## Task
The result should be every line of the listing that holds the word "representation".

## Data for analysis
PR #1948, opened 2024-04-08
Fix links in documentation and add some additional info for DataFetchingEnvironment selectionSet

mitjade:
Fixed links and added info for `selectionSet`. It took me a while to find how to retrieve sub field information, so I figures it might help the next guy.

### DIFF
--- a/website/docs/schema-generator/execution/data-fetching-environment.md
+++ b/website/docs/schema-generator/execution/data-fetching-environment.md
@@ -44,7 +44,7 @@ Then the following query would return `"The parentField was foo and the childFie
 ```
 
 You can also use this to retrieve arguments and query information from higher up the query chain. You can see a working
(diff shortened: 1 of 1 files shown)


website/docs/schema-generator/execution/data-fetching-environment.md
```diff
@@ -44,4 +44,30 @@ Then the following query would return `"The parentField was foo and the childFie
...
+{
+  product {
+    id
+    title
+    price
+  }
+}
+```
+
+You can also use `selectionSet` to retrieve sub field information a client wants. It can be useful to know
```
samuelAndalon, line 71:
```suggestion
You can also use `selectionSet` to access the selected fields of the current field. It can be useful to know which selections have been requested so the data fetcher can optimize the data access queries. For example, in an SQL-backed system, the data fetcher can access the database and use the field selection criteria to specifically retrieve only the columns that have been requested by the client.
```

samuelAndalon (approved):

PR #1960, opened 2024-04-17
feat: ability to specify `@GraphQLName` on input types w/o suffix

dariuszkuc:
### :pencil: Description

Currently input types are always suffixed with `Input` which is problematic as there are use cases where users might want to provide different custom name. This change adds check whether specified type is input only and if thats the case it does not attempt to add `Input` suffix.

### :link: Related Issues
Supersedes https://github.com/ExpediaGroup/graphql-kotlin/pull/1949


dariuszkuc:
While technically it is possible that folks used valid location = input + custom name, this seems rather unlikely case (as they would need to explicitly specify `Input` suffix OR rely on auto suffix).

agarwalaman786:
I am having one [question](https://github.com/ExpediaGroup/graphql-kotlin/pull/1949#issuecomment-2060328906) on this.

samuelAndalon (approved):

PR #1967, opened 2024-04-25
graphql java 22 update

samuelAndalon:
### :pencil: Description
waiting for an official release of this PR https://github.com/graphql-java/graphql-java/pull/3571

UPDATE:
next graphql-java update will be on July,
https://github.com/graphql-java/graphql-java/milestone/69

they helped us releasing from this branch 
https://github.com/graphql-java/graphql-java/pull/3571

which will unblock us.

https://github.com/graphql-java/graphql-java/releases/tag/v22.0


generator/graphql-kotlin-federation/build.gradle.kts
```diff
@@ -6,7 +6,10 @@ plugins {
 
 dependencies {
     api(projects.graphqlKotlinSchemaGenerator)
-    api(libs.federation)
+    api(libs.federation) {
+        exclude(group = "com.graphql-java", module = "graphql-java")
+    }
+    api(libs.graphql.java)
```
dariuszkuc, line 12: nit: since this is a dependency of schema generator you don't really need to have this explicit dependency (also gradle by default would pick the latest between two transitive dependency but yeah good to stick to the version from schema generator)

generator/graphql-kotlin-federation/src/test/kotlin/com/expediagroup/graphql/generator/federation/data/TestResolvers.kt
```diff
@@ -27,7 +27,7 @@ import java.util.concurrent.CompletableFuture
 internal class BookResolver : FederatedTypeSuspendResolver<Book> {
     override val typeName: String = "Book"
 
-    override suspend fun resolve(environment: DataFetchingEnvironment, representation: Map<String, Any>): Book? {
+    override suspend fun resolve(environment: DataFetchingEnvironment, representation: Map<String, Any>): Book {
```
dariuszkuc, line 30: nit: technically the implementations here always return objects but in the real life examples it should be nullable returns

generator/graphql-kotlin-federation/src/test/kotlin/com/expediagroup/graphql/generator/federation/execution/ServiceQueryResolverTest.kt
```diff
@@ -71,7 +71,7 @@ type Query @extends
 
 type Review {
   body: String!
-  content: String @deprecated(reason : "no longer supported, replace with use Review.body instead")
+  content: String
```
dariuszkuc, line 74: why the change in schema?

generator/graphql-kotlin-schema-generator/src/main/kotlin/com/expediagroup/graphql/generator/execution/FlowSubscriptionExecutionStrategy.kt
```diff
@@ -103,21 +104,33 @@ class FlowSubscriptionExecutionStrategy(dfe: DataFetcherExceptionHandler) : Exec
...
     private fun createSourceEventStream(
         executionContext: ExecutionContext,
         parameters: ExecutionStrategyParameters
     ): CompletableFuture<Flow<*>?> {
         val newParameters = firstFieldOfSubscriptionSelection(parameters)
 
         val fieldFetched = fetchField(executionContext, newParameters)
-        return fieldFetched.thenApply { fetchedValue ->
+        return if (fieldFetched is CompletableFuture<*>) {
+            val promiseFieldFetched = fieldFetched as CompletableFuture<FetchedValue>
```
dariuszkuc, line 116: no need to cast it here as kotlin will already know field fetched is CF

generator/graphql-kotlin-schema-generator/src/main/kotlin/com/expediagroup/graphql/generator/execution/FlowSubscriptionExecutionStrategy.kt
```diff
@@ -103,21 +104,33 @@ class FlowSubscriptionExecutionStrategy(dfe: DataFetcherExceptionHandler) : Exec
...
+        } else {
+            val fetchedValue = fieldFetched as FetchedValue
             val flow = when (val publisherOrFlow: Any? = fetchedValue.fetchedValue) {
                 is Publisher<*> -> publisherOrFlow.asFlow()
                 // below explicit cast is required due to the type erasure and Kotlin declaration-site variance vs Java use-site variance
                 is Flow<*> -> publisherOrFlow
                 else -> null
             }
-            flow
+            CompletableFuture.completedFuture(flow)
```
dariuszkuc, line 133: I dont' think this will work -> this will mark the execution as complete with the results from completing the flows so it is not really streaming response back anymore

website/docs/server/spring-server/spring-properties.md
```diff
@@ -31,4 +31,4 @@ details on the supported configuration properties.
 | graphql.subscriptions.keepAliveInterval     | **Deprecated**. Keep the websocket alive and send a message to the client every interval in ms. Defaults to not sending messages | null                          |
 | graphql.subscriptions.protocol              | WebSocket based subscription protocol. Supported protocols: APOLLO_SUBSCRIPTIONS_WS / GRAPHQL_WS                                 | GRAPHQL_WS                    |
 | graphql.batching.enabled                    | Boolean flag indicating whether to enable custom dataloader instrumentations for 1 or more GraphQL Operations                    | false                         |
-| graphql.batching.strategy                   | Configure which custom dataloader instrumentation will be used (LEVEL_DISPATCHED or SYNC_EXHAUSTION)                             | LEVEL_DISPATCHED              |
+| graphql.batching.strategy                   | Configure which custom dataloader instrumentation will be used                                                                   | SYNC_EXHAUSTION               |
```
dariuszkuc, line 34: since we only have single data loader batching strategy do we really need this config?

generator/graphql-kotlin-federation/src/test/kotlin/com/expediagroup/graphql/generator/federation/execution/ServiceQueryResolverTest.kt
samuelAndalon: >why the change in schema?

https://github.com/apollographql/federation-jvm/blob/main/graphql-java-support/src/main/java/com/apollographql/federation/graphqljava/printer/ServiceSDLPrinter.java#L33

the `@deprecated` directive is hidden from the `ServiceSDLPrinter`

i don't know why with previous versions the test was passing though.

website/docs/server/spring-server/spring-properties.md
samuelAndalon: i would like to keep the door open for future dispatch mechanisms, `SYNC_EXHAUSTION` works but comes with a price, needs to hold state of each field, and memory usage could be a concern, in the future we could try to have a different dispatch mechanism that will use less memory maybe.

generator/graphql-kotlin-federation/src/test/kotlin/com/expediagroup/graphql/generator/federation/data/TestResolvers.kt
samuelAndalon: just did this to keep the IDE happy.

website/docs/server/spring-server/spring-properties.md
dariuszkuc: The keyword is "might" -> Unless there is something already in the works/roadmap I am unsure if there is ever going to be one so I'd just drop it and reintroduce it later on if needed.

generator/graphql-kotlin-schema-generator/src/main/kotlin/com/expediagroup/graphql/generator/execution/FlowSubscriptionExecutionStrategy.kt
samuelAndalon: should we just imply that the result of `fetchField` will always be a `CompletableFuture` ?

generator/graphql-kotlin-schema-generator/src/main/kotlin/com/expediagroup/graphql/generator/execution/FlowSubscriptionExecutionStrategy.kt
```diff
@@ -103,21 +104,33 @@ class FlowSubscriptionExecutionStrategy(dfe: DataFetcherExceptionHandler) : Exec
...
+    @Suppress("UNCHECKED_CAST")
     private fun createSourceEventStream(
         executionContext: ExecutionContext,
         parameters: ExecutionStrategyParameters
     ): CompletableFuture<Flow<*>?> {
         val newParameters = firstFieldOfSubscriptionSelection(parameters)
 
         val fieldFetched = fetchField(executionContext, newParameters)
-        return fieldFetched.thenApply { fetchedValue ->
+        return if (fieldFetched is CompletableFuture<*>) {
```
dariuszkuc, line 115: I think we need to rethink this logic and potentially update it to just match [SubscriptionExecutionStrategy](https://github.com/graphql-java/graphql-java/blob/master/src/main/java/graphql/execution/SubscriptionExecutionStrategy.java#L93-L105), i.e. always wrap the fetched field in the future and keep the old logic as is?



- if it is a future -> we should handle it the same way as in the past (i.e. it should be publisher)
- if it is a flow ->

dariuszkuc: in our case `Flow` (same as `Publisher`) will always be non CF value (i.e. I am unsure in what situation you would get a CF for subscription value).

dariuszkuc: You might also want to check how `spring-graphql` is handling this (I'd assume they handle `Flow`)

generator/graphql-kotlin-schema-generator/src/main/kotlin/com/expediagroup/graphql/generator/execution/FlowSubscriptionExecutionStrategy.kt
samuelAndalon: just commited the change to always wrap.

website/docs/server/spring-server/spring-properties.md
dariuszkuc: Also I find `graphql.batching.enabled` property confusing -> we always support batching so this only applies to dataloader config (as per comments). Wondering whether this should be deprecated in favor of something like `graphql.loader.batching.strategy = SYNC_EXHAUSTION | NONE` (`NONE` would imply current `graphql.batching.enabled = false`)

samuelAndalon: >we always support batching
we added `graphql.batching.enabled` in order to opt out from built-in "by level" graphql-java dataloader instrumentation.

https://github.com/ExpediaGroup/graphql-kotlin/blob/master/servers/graphql-kotlin-spring-server/src/main/kotlin/com/expediagroup/graphql/server/spring/GraphQLSchemaConfiguration.kt#L90

dariuszkuc: yeah we added it originally for the custom data loaders -> just wondering whether we should revisit this property naming for the next major

dariuszkuc (approved):
LGTM. Data loader config properties can be fixed/dropped later if needed.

## Solved problem
-    override suspend fun resolve(environment: DataFetchingEnvironment, representation: Map<String, Any>): Book? {
+    override suspend fun resolve(environment: DataFetchingEnvironment, representation: Map<String, Any>): Book {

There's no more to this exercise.